10. Subject to obtaining the initial and periodic approvals required under
Section 15 of the 1940 Act (after taking into effect any exemptive order, no-action assurances or other relief, rule or regulation upon which the respective Fund may rely), the Adviser may retain one or more sub-advisers at the Adviser's own cost and expense for the purpose of furnishing one or more of the services described in Section 1 hereof with respect to a Fund. In addition, the Adviser may adjust from time to time the duties delegated to any sub-adviser, the portion of portfolio assets of the Fund that the sub-adviser shall manage and the fees to be paid to the sub-adviser pursuant to any sub-advisory agreement or other arrangement entered into in accordance with this Agreement, subject to the approvals set forth in Section 15 of the 1940 Act if required after taking into account any exemptive order, no-action assurances or other relief, rule or regulation upon which the respective Fund may rely. Retention of one or more sub-advisers shall in no way reduce the responsibilities or obligations of the Adviser under this Agreement and the Adviser shall be responsible to a Fund for all acts or omissions of any sub-adviser in connection with the performance of the Adviser's duties hereunder. In addition, to the extent the respective Fund is relying on an exemptive order or an amendment thereto permitting the Fund to hire one or more sub-advisers or amend a sub-advisory agreement without shareholder approval, the Adviser agrees to comply with any terms and conditions provided in such exemptive order or amendment applicable to it.

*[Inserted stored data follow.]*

PR #5, opened 2023-09-03
Metadata handling

Mittmich:
This branch implements this [trello ticket](https://trello.com/c/ehAIgm6w/73-expand-filemanager-to-include-reading-writing-metadata-for-instantiating-data-classes)  to enable reading and writing the global parameters of data structures to parquet files. 
It introduces a new module that holds the parameters of data structures as pydantic classes (`file_parameter_models.py`). This enables to handle these parameters together and define default values in a single place. At the moment, I only implemented this functionality for contacts as fragments don't have global parameters and the pixel file format is still to be done.

### DIFF
--- a/notebooks/data_structures.ipynb
+++ b/notebooks/data_structures.ipynb
@@ -48,7 +48,7 @@
   },
   {
    "cell_type": "code",
-   "execution_count": 2,
+   "execution_count": 1,
    "metadata": {},
    "outputs": [],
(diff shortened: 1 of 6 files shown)


Mittmich:
Not needed anymore as this is handled now by the unified fileformat for contacts and pixels in https://github.com/gerlichlab/spoc/pull/6

PR #393, opened 2024-11-22
Remove dead code from `kalman_filter.py`

jessegrabowski:
My original vision for `kalman_filter.py` was quite bad. Following `statsmodels`, I made a bunch of classes that instantiate various types of kalman filters, with minor differences between them. The idea was to let the user pick what would work best in his given situation.

Looking at it now, this should all be accomplished via rewrites. Some of it already is. For example, the only difference between the `StandardFilter` and the `SingleTimeSeriesFilter` was that I replaced a matrix inverse with a division. This is done automatically in rewrites, so there's no need for it.

I removed the `SteadyStateFilter` because that never made sense. Instead, all of the filters should be checking for convergence to the steady state -- that will be an upcoming PR.

`CholeskyFilter` has been renamed to `SquareRootFilter`, and it actually *is* a square root filter. I let the user pick it for now, but my plan is to rewrite to this when we see that the user has provided a lower triangular `P0`. I haven't benchmarked it, but it should be faster in that case (since solves are replaced with solve_triangular everywhere)

### DIFF
--- a/pymc_experimental/statespace/core/statespace.py
+++ b/pymc_experimental/statespace/core/statespace.py
@@ -19,7 +19,6 @@ from pytensor.compile import get_mode
 from pymc_experimental.statespace.core.representation import PytensorRepresentation
 from pymc_experimental.statespace.filters import (
     KalmanSmoother,
-    SingleTimeseriesFilter,
     SquareRootFilter,
     StandardFilter,
     UnivariateFilter,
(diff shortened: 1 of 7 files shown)


AlexAndorra (approved):
Much simpler indeed, thanks @jessegrabowski !
I'm guessing we need to update some examples after this is merged? Shall I merge BTW?

jessegrabowski:
Yeah some examples mention these other filter options, but none actually use them. It will be good to go through and delete all of that.

PR #417, opened 2025-01-24
Fix minor typo in Making a Custom Statespace Model.ipynb.

### LINKED ISSUE #416: Timing in State Space models
I noticed a timing inconsistency in the Making a Custom Statespace Model.ipynb notebook. 

Image

To be consistent with the general form in (1)-(2), the ar(3) model should be:

$$x(t) = \rho_1 x_{t-1} + \rho_2 x_{t-2}  + \rho_3 x_{t-3} + \varepsilon_{t-1}$$

instead of

$$x(t) = \rho_1 x_{t-1} + \rho_2 x_{t-2}  + \rho_3 x_{t-3} + \varepsilon_{t}$$

Alternatively, in (1) instead of $\varepsilon_{t}$ it should be $\varepsilon_{t+1}$. I realize that this doesn't matter in many cases, but in some models there is a big difference between the new state being driven by the same period innovation or the one from the last period. I apologise if this is explained elsewhere in the documentation, I have only looked at this notebook.

niskrev:
Change $x_{t+1}$ to $x_t$ on the left-hand side and $x_t$ to $x_{t-1}$ on the right-hand side of eq (1). 
Fixed #416

### DIFF
--- a/notebooks/Making a Custom Statespace Model.ipynb
+++ b/notebooks/Making a Custom Statespace Model.ipynb
@@ -73,7 +73,7 @@
     "\n",
     "The statespace module is designed to make it easy for users to create their own statespace models. At its core, a statspace model is just a system of two linear equatons:\n",
     "\n",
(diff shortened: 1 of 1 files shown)


jessegrabowski (approved):
Looks great! Thanks for fixing this!

PR #420, opened 2025-01-29
fix: progress bar display

aphc14:
Issue
- Progress bar percentage is not refreshed after the pathfinder finishes, leaving the completion percentage less than 100%

Changes
- Progress bar percentage is refreshed after completion to display progress of 100%
- Add progress bar details of the number of paths complete. Users can opt to stop progress (via Keyboard Interrupt) knowing the number of paths completed rather than as a percentage.


aphc14:
I think parts of the pymc-extras/.github/workflows/pypi.yml needs to be changed: from `actions/download-artifact@v3` to `actions/download-artifact@v4`

zaxtax (approved):

PR #422, opened 2025-02-05
Bugfixes and Improvements for MAP and Laplace

jessegrabowski:
Specifically responding to suggestions by @theorashid,  but the code is also quite ugly in general. I'd like to think about how it could be done better.


jessegrabowski:
rebased to group commits logically. I ended up touching code unrelated to the stated PR to get tests to pass, so this should not be squashed when merged.

zaxtax (commented):
Other than minor changes, looks good

PR #426, opened 2025-02-17
Fix group selection in `sample_posterior_predictive` when `predictions=True` is passed in kwargs

butterman0:
### Summary
Fixes hard-coded group selection in `sample_posterior_predictive` which unnecessarily restricts usage of predict functions. Previously, if `predictions=True` (ideally set in `pm.sample_posterior_predictive' when predicting out-of-sample) is passed to the predict functions the function always extracted from `"posterior_predictive"` which doesn't exist in the dataframe when `predictions = True`.

### Changes
Selects appropriate group depending if `predictions` is passed.

### DIFF
--- a/pymc_extras/model_builder.py
+++ b/pymc_extras/model_builder.py
@@ -650,8 +650,11 @@ class ModelBuilder:
             if extend_idata:
                 self.idata.extend(post_pred, join="right")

11. The Trust acknowledges that the Adviser now acts, and intends in the future to act, as an investment adviser to other managed accounts and as investment adviser or sub-investment adviser to one or more other investment companies that are not a series of the Trust. In addition, the Trust acknowledges that the persons employed by the Adviser to assist in the Adviser's duties under this Agreement will not devote their full time to such efforts. It is also agreed that the Adviser may use any supplemental research obtained for the benefit of the Trust in providing investment advice to its other investment advisory accounts and for managing its own accounts.

12. This Agreement shall be effective on the date provided on Schedule A for each respective Fund, provided it has been approved by a vote of a majority of the outstanding voting securities of the respective Fund in accordance with the requirements of the 1940 Act in the manner required by the 1940 Act (after taking into effect any exemptive order, no action assurances, or other relief, rule or regulation upon which the Trust may rely). This Agreement shall continue in effect until the two-year anniversary of the date of its effectiveness as to a Fund, unless and until terminated by either party as hereinafter provided, and shall continue in force from year to year thereafter, but only as long as such continuance is specifically approved, at least annually, in the manner required

- 5 -

by the 1940 Act (after taking into effect any exemptive order, no action assurances, or other relief, rule or regulation upon which the Trust may rely).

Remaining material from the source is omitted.